Lycaste, abbreviated as Lyc. in horticultural trade, is a genus of orchids that contains about 30 species with egg-shaped pseudobulbs and thin, plicate (pleated) leaves. According to the American Orchid Society, it was named after a Trojan princess and daughter of Priam from Greek mythology.

== Description ==
Lycaste flowers, like all orchid blooms, have three petals and three sepals. The petals are typically yellow, white, or orange, and the sepals are yellow, orange, green, or reddish brown. The petals and sepals may be marked sparsely or densely with red, reddish purple, purple, or reddish brown spots. The lip (ventral petal) may be very similar to the other two petals, as in Lycaste aromatica or Lycaste brevispatha, or colored quite distinctively, as in several subspecies and varieties of Lycaste macrophylla.
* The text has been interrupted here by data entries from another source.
PR #576, opened 2017-06-01
Salon spaces

lowercase-donkey:
Why does this matter?  If a phrase is after
`<br>&nbsp;&nbsp;&nbsp;&nbsp;` on the same line, it is proceeded by four
spaces, as expected.

However, moving the following text to the next line causes it to be
proceeded by FIVE spaces, making the indents ragged.

The quick fix was to do a line break after every "indent," giving us a consistent (five) spaces, but is there something else going on here?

Most Lycaste flowers are medium in size, averaging about 5 to 10 cm, but Lycaste schilleriana is 16–18 cm across. Some Lycaste blooms have a unique fragrance - the scent of Lycaste aromatica has been variously described as cinnamon or clove. The blooms of the species Lycaste cochleata, Lycaste consobrina, and Lycaste cruenta also have a pleasant scent.

== Taxonomy ==
The World Checklist of Selected Plant Families, maintained by the Royal Botanic Gardens at Kew, is recognized by the American Orchid Society as the definitive authority on orchid taxonomy. The Checklist currently acknowledges 31 species of Lycaste, 3 natural hybrids, 2 subspecies (and 1 nominate subspecies), and 1 variety. Orchid growers and orchid collectors, who tend to be taxonomic splitters more often than lumpers, recognize additional subspecies and varieties of Lycaste, as well as alba (white) forms of several species.

=== Sections ===
The Lycastes are divided into four sections and two subsections:
- Section Deciduosae - deciduous, that is, they usually lose their leaves during an annual dormant period
  - Subsection Xanthanthae - have yellow to orange blooms; the name comes from xantho (yellow) and anthos (flower)
  - Subsection Paradeciduosae - have pink-marked white blooms; the name comes from para (similar or near) and deciduosae (deciduous)
- Section Longisepalae - has very long sepals
- Section Macrophyllae - keep their leaves during dormancy; the name comes from macro (large) and phyllae (leaves)
- Section Fimbriatae - typically have fringed lips

All but two of the Deciduosae have spines at the apices of their pseudobulbs, that become exposed when the leaves are dropped. The exceptions are the Xanthanthae species Lycaste lasioglossa and the Paradeciduosae species Lycaste tricolor. Both of these species lack spines, and may bloom when leaves are still present.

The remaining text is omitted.